Chapter 13

917 61 2
                                    


Setelah percakapan dengan Daniel, Rendy terdiam di atas tempat belajarnya, pikirannya tengah mengarah pada percakapan dirinya dan Daniel beberapa saat lalu.

Jari telunjuknya ia ketukan pada meja belajar dengan wajah tengah memikirkan sesuatu.
Sebenarnya Rendy tengah memikirkan keluarga Javier seperti apa, keluarga itu ... seperti mempunyai suatu rahasia.

Rendy berhenti mengetukkan jari telunjuknya seraya mendongak wajah ke atas dengan menghela nafas pertanda ia tengah pusing memikirkan hal tersebut. Masa lalu raga ini saja belum sepenuhnya terkuak di tambah dengan rahasia di balik keluarga ini.
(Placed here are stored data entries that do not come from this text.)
PR #916, opened 2026-01-28
feat: support filter test by full test name

9aoy:
## Summary

support filter test by full test name.

image

## Related Links

https://github.com/web-infra-dev/rstest/pull/911

## Checklist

Rendy kemudian menurunkan kepalanya dan melihat ada sebuah novel yang ada di samping meja, karena untuk menghilangkan beban pikiran ia akhirnya memutuskan untuk membaca novel tersebut.

Cukup lama dirinya membaca, sampai di halaman 145, Rendy menutup novel tersebut, bukan karena tidak seru melainkan kepalanya tiba-tiba pusing.

Tangannya memijat pelipis dengan mata terpejam.

"Sekarang pusing. Sial," umpat Rendy pelan.

Ceklek

Suara bukaan pintu terdengar menampilkan sosok lelaki yang lebih muda satu tahun dari dirinya, itu Mahen. Mengapa lelaki itu ada di sini?

Rendy menatap Mahen dengan datar, lelaki yang memasuki kamarnya itu berjalan mendekat.

"Ketuk pintu dulu," kata Rendy membuat Mahen cengengesan.

"Hehehehe maaf tadi aku seneng banget bisa ketemu sama bang Rendy," ucap Mahen membuat Rendy terdiam melihat wajah Mahen.

Sepertinya, Mahen ini berbeda dari Daniel yang bar-bar, dan petakilan, justru ini sebaliknya bahkan Mahen tampak seperti orang polos dan kalem.

Rendy menghela nafas lalu kembali bersuara.

"Kenapa kesini?"

"Ah iya, ayok kita main lego lagi, bang!" balas Mahen tersenyum manis.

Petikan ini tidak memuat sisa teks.